[GOAL OF THE EXERCISE]: Of the entries below, copy only those lines that contain the word "message".

[Stored data]
━━━━━━━━━━
PR #151, opened 2021-02-04
Drop Python-based remote OS/distro detection (HTCONDOR-242)

brianhlin:
`platform.dist()` and `platform.linux_distribution()` were removed in Python 3.8 (equivalents are available via [distro](https://pypi.org/project/distro/)) so we need another method to detect the OS distro


matyasselmeci (approved):
You gotta do what you gotta do.

brianhlin:
Not sure why https://github.com/htcondor/htcondor/pull/151/commits/f8e55861a309ee2bb9ba79757bf912c8e36707ec was necessary but with these changes our Hosted CE submitting to an Ubuntu20 node was able to complete its installation

matyasselmeci:
I think `<<<` is a bash- (and zsh-)ism and not in `dash`.

timtheisen (approved):
LGTM

PR #154, opened 2021-02-15
Add authenticated smtp relay support to condor_mail

mjgar:
## New usage

`condor_mail.exe` retains backwards compatibility with existing parameters, and three new command line parameters have been introduced: `-savecred`, `-u`, and `-p` to support sending email through authenticated relays.

## Compiling

The code is easy to compile with the standalone build tools so no vcproj file has been added. A vcproj can be added if there is a desire to start building this again, or it can continue to be prebuilt and copied during build.

`condor_mail.exe` sat unchanged for 10 years and was last compiled with Visual C++ 2008 (Build tools v90). The latest version of `condor_mail.exe` has been compiled and tested with Visual C++/CLI 2012 (Build tools v110, and the same version HTCondor is apparently built with for Windows), and Visual C++/CLI 2019 (Build tools v140, and the latest available version).

(edit) - looking at AppVeyor it appears the build is happening with VC++ 2017 Community, which should work too...

## Notes

I have included a binary condor_mail.exe (built with Visual C++ 2012). I am happy to submit another PR without the executable if a maintainer prefers to prebuild the package.


johnkn:
Thank you very much for the patch.  Nice work.    We prefer to build the binary ourselves from sources, so could you please resubmit the pull request without the binary? 

Other than that,  I think this is a good patch and am looking forward to including it into HTCondor.

mjgar:
Thank you @johnkn, I have submitted #155 without the binary and will be closing this PR now.

PR #9, opened 2026-01-21
Add early dirty worktree check before branch operations

melonamin:
## Summary

- Add `IsDirty()` method to `pkg/git` that detects staged changes or modified tracked files
- Call `IsDirty()` at the start of `createBranchIfNeeded()` to fail early with a clear error message
- When worktree is dirty, user sees: `worktree has uncommitted changes, commit or stash before running ralphex`

Previously, go-git's `wt.Checkout()` would fail with a cryptic error when attempting to switch branches with uncommitted changes.

## Test Plan

- [x] `make test` passes (78.5% coverage)
- [x] `make lint` passes (no new warnings)
- [x] Manual test: dirty worktree shows clear error message
- [x] Manual test: staged file shows clear error message  
- [x] Manual test: clean worktree proceeds with branch creation

### DIFF
--- a/pkg/git/git_test.go
+++ b/pkg/git/git_test.go
@@ -474,6 +474,21 @@ func TestRepo_IsDirty(t *testing.T) {
 		assert.True(t, dirty)
 	})
 
+	t.Run("deleted tracked file returns true", func(t *testing.T) {
+		dir := setupTestRepo(t)
+		repo, err := Open(dir)
+		require.NoError(t, err)
+
+		// delete the existing README.md (which is tracked)
+		readmePath := filepath.Join(dir, "README.md")
+		err = os.Remove(readmePath)
+		require.NoError(t, err)
+
+		dirty, err := repo.IsDirty()
+		require.NoError(t, err)
+		assert.True(t, dirty)
+	})
+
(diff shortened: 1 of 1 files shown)


umputun:
LGTM, clean implementation. one minor suggestion for test coverage:

consider adding a test for deleted tracked file (unstaged):

```go
t.Run("deleted tracked file returns true", func(t *testing.T) {
    dir := setupTestRepo(t)
    repo, err := Open(dir)
    require.NoError(t, err)

    // delete the existing README.md (which is tracked)
    readmePath := filepath.Join(dir, "README.md")
    err = os.Remove(readmePath)
    require.NoError(t, err)

    dirty, err := repo.IsDirty()
    require.NoError(t, err)
    assert.True(t, dirty)
})
```

the code already handles this via `s.Worktree == git.Deleted`, just no explicit test for it. not a blocker.

linnik:
`func (r *Repo) CheckoutBranch(name string) error` shouldn't silently delete untracked files in the first place?
@umputun what do you think about changing its behavior to `git.CheckoutOptions{Branch: branchRef, Keep: true}`

PR #42, opened 2026-01-29
fix: handle context cancellation during interactive input prompts

chloyka:
## Description                                                                                                                                                                                                             
                                                                                                                                                                                                                          
### Problem                                                                                                                                                                                                        
Ctrl+C and kill signals don't work when the app waits for user input (yes/no prompts, plan description, option selection). The app hangs and ignores SIGINT/SIGTERM.                                                    
This is counterintuitive — you can't kill the app even with kill because it's blocked on stdin read   

### Solution
Pass context to all input functions and use ReadLineWithContext() that respects context cancellation.

### DIFF
--- a/pkg/input/input.go
+++ b/pkg/input/input.go
@@ -29,6 +29,10 @@ func ReadLineWithContext(ctx context.Context, reader *bufio.Reader) (string, err
 		return "", fmt.Errorf("read line: %w", err)
 	}
 
+	if err := ctx.Err(); err != nil {
+		return "", fmt.Errorf("read line: %w", err)
+	}
+
 	go func() {
 		line, err := reader.ReadString('\n')
 		resultCh <- readLineResult{line: line, err: err}


umputun:
couple linter issues:

1. **misspelling** - `cancelled` → `canceled` (US spelling) in 6 places:
   - `cmd/ralphex/main_test.go:69,70,1426`
   - `pkg/input/input.go:23,155`
   - `pkg/input/input_test.go:140`

2. **wrapcheck** - `ctx.Err()` should be wrapped at `pkg/input/input.go:35`:
   ```go
   // instead of
   return "", ctx.Err()
   // use
   return "", fmt.Errorf("read line: %w", ctx.Err())
   ```

**note on goroutine lifecycle** (not a blocker, just FYI): when context is cancelled, the goroutine in `ReadLineWithContext` stays blocked on `reader.ReadString()` until the read completes or process exits. this is the standard pattern for cancellable blocking I/O in Go - there's no way to actually interrupt a syscall. fine for this use case since the app is exiting anyway.

umputun (approved):
LGTM, thx for addressing all the feedback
━━━━━━━━━━
[WRITTEN RESPONSE]:
- Call `IsDirty()` at the start of `createBranchIfNeeded()` to fail early with a clear error message
- [x] Manual test: dirty worktree shows clear error message
- [x] Manual test: staged file shows clear error message  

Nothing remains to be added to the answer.